[Data entries]

PR #6, opened 2017-03-13
Koushik

koushikmln:
Made changes to 2.2

### DIFF
--- a/solutions/koushik/assignment-1/assignment-1.2.js
+++ b/solutions/koushik/assignment-1/assignment-1.2.js
@@ -1,0 +1,32 @@
+#!/usr/bin/nodejs
+var parser = require('./parser');
+
+//Add Random Options
+parser.addArgumentWithShortname(
+	'--key',
+	'-k',
+	"Integer Argument",
+	{ isDataVar: true, dataType: 1 , isRequired: true}
+);
+parser.addArgument('--value',"String Argument",{isDataVar: true});
+parser.addArgument('--local',"Random Exclusive Argument",{group: 1});
+parser.addArgument('--remote',"Random Exclusive Argument",{group: 2});
+//Parse the Argv
+parser.parse(process.argv);
+
+//Print Key Value JSON
+if(parser.options.key && parser.options.key.flag){
+	var json = {}
+	json.key = parser.options.key.value;
+	json.value = "";
+	if(parser.options.value && parser.options.value.flag)
+		json.value = parser.options.value.value;
+	console.log(json);
+}
+//Print Commands
+if(parser.commands.length > 0){
+	var json = {};
+	json.command = parser.commands[0];
+	json.subCommands = parser.commands.slice(1).join(" ");
+	console.log(json);
+}
--- a/solutions/koushik/assignment-1/parser.js
+++ b/solutions/koushik/assignment-1/parser.js
@@ -1,0 +1,99 @@
+/**
+ * Parser Object to Parse Argv
+ */
+function Parser() {
+	this.arguments = [];
+	this.options = [];
+	this.commands = [];
+	this._group = 0;
+	this._groupCommand = "";
+}
+
+/**
+ * Add Argument to Parser. Default Datatype is String(0), Int is 1
+ * Required is default false.
+ */
+Parser.prototype.addArgumentWithShortname = function(name,shortname,description,argOpts) {
+	var argument = {};
+	argument.name = name;
+	argument.shortname = shortname;
+	argument.description = description||'';
+	argument.dataFlag = (typeof argOpts.isDataVar === 'undefined') ? false : argOpts.isDataVar;
+	argument.dataType = (typeof argOpts.dataType === 'undefined') ? 0 : argOpts.dataType;
+	argument.required = (typeof argOpts.isRequired === 'undefined') ? false : argOpts.isRequired;
+	argument.group = (typeof argOpts.group === 'undefined') ? 0 : argOpts.group;
+	this.arguments.push(argument);
+};
+
+//Add Argument without Shortname
+Parser.prototype.addArgument = function(name,description,argOpts) {
+	this.addArgumentWithShortname(name,null,description,argOpts)
+};
+
+Parser.prototype.printHelp = function() {
+	console.log("Usage Information: program [options]"  );
+	console.log("Options:");
+	this.arguments.forEach(function(argument){
+		console.log(argument.name + ": " + argument.description);
+	});
+};
+
+Parser.prototype.parse = function(argv) {
+	//Split into arg and value if "=" exists
+	var self = this;
+	var args = [];
+	var values = [];
+	argv.forEach(function(arg){
+		var data = arg.split("=");
+		args.push(data[0]);
+		values.push(data[1]);
+	});
+	//Parse the argv while checking for each Option
+	this.arguments.forEach(function(argument){
+		if (
+			args.indexOf(argument.name)!=-1 || 
+			(
+				argument.shortname!=null && 
+				args.indexOf(argument.shortname)!=-1
+			)
+		) {
+			//Check for mutually Exclusive groups
+			if (argument.group != 0 && self._group == 0) {
+				self._group = argument.group;
+				self._groupCommand = argument.name;
+			}else if (argument.group != self._group) {
+				console.error("Error: Options " + argument.name + " & " + self._groupCommand + " cannot be used together.");
+				process.exit(1);
+			}
+			//Check and assign value
+			var index = args.indexOf(argument.name);
+			if (index == -1) {
+				index = args.indexOf(argument.shortname);
+			}
+			var value = values[index];
+			//Check for Integer Datatype
+			if (argument.dataFlag && argument.dataType == 1) {
+				value = parseInt(value);
+				//Throw Error and Exit if NaN
+				if (isNaN(value)) {
+					console.error("Error: Argument " + argument.name + " must have an Integer Value");
+					process.exit(1);
+				}
+			}
+			self.options[argument.name.replace(/-/g,"")] = {};
+			self.options[argument.name.replace(/-/g,"")].flag = true;
+			self.options[argument.name.replace(/-/g,"")].value = value;
+		}else if (argument.required == true) {
+			console.error("Error: Argument " + argument.name + " Missing");
+			process.exit(1);
+		}
+	});
+	//Check for Commands
+	args.forEach(function(arg){
+		if (!arg.startsWith("-") && !arg.startsWith("/")) {
+			self.commands.push(arg);
+		}
+	});
+};
+
+module.exports = new Parser();
--- a/solutions/koushik/assignment-2/assignment-2.2.py
+++ b/solutions/koushik/assignment-2/assignment-2.2.py
@@ -4,10 +4,10 @@ import logging
 import argparse
 import threading
 import time
-from urlparse import urlparse
 from mimetools import Message
 from StringIO import StringIO
 import os
+import re
 LEVELS = {'DEBUG': logging.DEBUG,
           'INFO': logging.INFO,
           'WARNING': logging.WARNING,
@@ -15,7 +15,28 @@ LEVELS = {'DEBUG': logging.DEBUG,
           'CRITICAL': logging.CRITICAL}
 THREAD_COUNT = 4
 
-class Client (threading.Thread):
+class SocketConnection():
+	def __init__(self, hostname, port):
+		self.hostname = hostname
+		self.port = port
+
+	def __enter__(self):
+		self.sock = socket.socket(socket.AF_INET, socket.SOCK_STREAM)
+		try:
+			self.sock.connect((self.hostname, self.port))
+		except socket.error, msg:
+			sys.stderr.write("[ERROR] %s\n" % msg[1])
+			sys.exit(1)
+		return self.sock
+
+	def __exit__(self, exc_type, exc_value, traceback):
+		if exc_type is not None:
+			print exc_type, exc_value, traceback
+		self.sock.close()
+		return self
+
+
+class DownloadThread (threading.Thread):
     def __init__(self, thread_id, hostname, 
     			 port, path, start_range, end_range):
         threading.Thread.__init__(self)
@@ -29,50 +50,44 @@ class Client (threading.Thread):
     def run(self):
 		logging.info("[Start: %s]", self.start_range)
 		logging.info("[End: %s]", self.end_range)
-		sock = socket.socket(socket.AF_INET, socket.SOCK_STREAM)
-		try:
-			sock.connect((self.hostname, self.port))
-		except socket.error, msg:
-			sys.stderr.write("[ERROR] %s\n" % msg[1])
-			sys.exit(1)
-		# Send HEAD Request to fetch Headers  
-		sock.send("GET %s HTTP/1.1\r\nHost: %s\r\nRange: bytes=%s-%s\r\nConnection: close\r\n\r\n"
-			% (self.path, self.hostname, self.start_range, self.end_range))
-		data = sock.recv(512)
-		recv = ""
-		while len(data):
-			recv = recv + data
+		# Establish Socket Connection
+		with SocketConnection(self.hostname, self.port) as sock:
+			# Send HEAD Request to fetch Headers  
+			sock.send("GET %s HTTP/1.1\r\nHost: %s\r\nRange: bytes=%s-%s\r\nConnection: close\r\n\r\n"
+				% (self.path, self.hostname, self.start_range, self.end_range))
 			data = sock.recv(512)
+			recv = ""
+			while len(data):
+				recv = recv + data
+				data = sock.recv(512)
 		# Write to Partfile after removing Headers
-		with open('partfile'+str(self.thread_id),'w') as f:
+		with open('partfile' + str(self.thread_id),'w') as f:
 			f.write("".join(recv.split("\r\n\r\n")[1:]))
-		sock.close()
 
 
+def parse_url(url):
+	url_pattern = re.compile("(https?)?(\:\/\/)?([a-zA-Z0-9.]+)\:?(\d+)?(.*)")
+	url_group = url_pattern.match(url)
+	return url_group
 
 """ GET contents from a URL in multiple threads. 
 Accepts URL as command line argument. 
 """
 def get(url):
-	url = urlparse(url)
-	HOSTNAME = url.hostname
-	PORT = url.port or 80
-	PATH = url.path
-	logging.info("[Host: %s Port: %s Path: %s]", HOSTNAME, PORT, PATH)
-	sock = socket.socket(socket.AF_INET, socket.SOCK_STREAM)
-	try:
-		sock.connect((HOSTNAME, PORT))
-	except socket.error, msg:
-		sys.stderr.write("[ERROR] %s\n" % msg[1])
-		sys.exit(1)
-	# Send HEAD Request to fetch Headers 
-	sock.send("HEAD %s HTTP/1.0\r\nHost: %s\r\n\r\n" % (PATH, HOSTNAME))
-	data = sock.recv(1024)
-	recv = ""
-	while len(data):
-		recv = recv + data
+	url = parse_url(url)
+	hostname = url.group(3)
+	port = url.group(4) or 80
+	path = url.group(5)
+	logging.info("[Host: %s port: %s path: %s]", hostname, port, path)
+	# Establish Socket Connection
+	with SocketConnection(hostname, port) as sock:
+		# Send HEAD Request to fetch Headers 
+		sock.send("HEAD %s HTTP/1.0\r\nHost: %s\r\n\r\n" % (path, hostname))
 		data = sock.recv(1024)
-	sock.close()
+		recv = ""
+		while len(data):
+			recv = recv + data
+			data = sock.recv(1024)
 	# Parse Headers using MIMETools to Fetch Content-Length
 	request_line, headers_alone = recv.split('\r\n', 1)
 	headers = Message(StringIO(headers_alone))
@@ -81,27 +96,32 @@ def get(url):
 	# initialize threads for download
 	thread_count = THREAD_COUNT;
 	bytes_per_thread = int(content_length)/thread_count;
-	clients = []
+	download_threads = []
 	for x in xrange(0,thread_count):
-		start_range = (x)*bytes_per_thread
+		start_range = (x) * bytes_per_thread
 		if x is not 0:
 			start_range += 1
-		end_range = (x+1)*bytes_per_thread
+		end_range = (x+1) * bytes_per_thread
 		if x == (thread_count-1):
 			end_range = int(content_length) - 1
-		client = Client(x,HOSTNAME,PORT,PATH,start_range,end_range)
-		clients.append(client)
+		download_thread = DownloadThread(x,hostname,port,path,start_range,end_range)
+		download_threads.append(download_thread)
 	for x in xrange(0,thread_count):
-		clients[x].start()
+		download_threads[x].start()
 	while threading.active_count() > 1:
 		time.sleep(1)
 		logging.info("Download Thread Running")
 	logging.info("Joining Files")
-	# Joining partfiles using cat
-	file_name = os.path.basename(PATH)
-	os.system("cat partfile? > "+os.path.basename(file_name))
+	# Joining partfiles
+	file_name = os.path.basename(os.path.basename(path))
+	with open(file_name, 'w') as outfile:
+	    for x in xrange(0,thread_count):
+	        with open("partfile" + str(x)) as infile:
+	            for line in infile:
+	                outfile.write(line)
 	# Removing Partfiles
-	os.system("rm partfile?")
+	for x in xrange(0,thread_count):
+		os.remove("partfile" + str(x))
 	logging.info("Exiting")
 
 if __name__ == '__main__':
--- a/solutions/koushik/assignment-2/assignment-2.2.py
+++ b/solutions/koushik/assignment-2/assignment-2.2.py
@@ -68,16 +68,21 @@ class DownloadThread (threading.Thread):
 def parse_url(url):
 	url_pattern = re.compile("(https?)?(\:\/\/)?([a-zA-Z0-9.]+)\:?(\d+)?(.*)")
 	url_group = url_pattern.match(url)
-	return url_group
+	url_object = {}
+	url_object["scheme"] = url_group.group(0)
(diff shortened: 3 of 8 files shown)


solutions/kmln/assignment-1/parser.js
```diff
@@ -0,0 +1,93 @@
+/**
+* Parser Object to Parse Argv
+*/
+function Parser() {
+	this.arguments = [];
```
kaustubh-karkare: According to the style guide, use 2 spaces for indenting, not tab.

solutions/kmln/assignment-1/parser.js
```diff
@@ -0,0 +1,93 @@
...
+	this.options = [];
+	this.commands = [];
+	this._group = 0;
+	this.__groupCommand = "";
```
kaustubh-karkare: What is the difference between single vs double underscore above?

solutions/kmln/assignment-1/parser.js
```diff
@@ -0,0 +1,93 @@
...
+}
+
+/**
+* Add Argument to Parser. Default Datatype is String(0), Int is 1
+* Required is default false.
+*/
+Parser.prototype.addArgumentWithShortname = function(name,shortname,description,dataFlag,dataType,required,group) {
```
kaustubh-karkare: Exceeds 80 char limit for lines.

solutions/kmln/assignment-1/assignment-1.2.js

Work to be completed
Show all lines from the data that contain "addArgumentWithShortname".

Your solution
+parser.addArgumentWithShortname(
+Parser.prototype.addArgumentWithShortname = function(name,shortname,description,argOpts) {
+	this.addArgumentWithShortname(name,null,description,argOpts)
+Parser.prototype.addArgumentWithShortname = function(name,shortname,description,dataFlag,dataType,required,group) {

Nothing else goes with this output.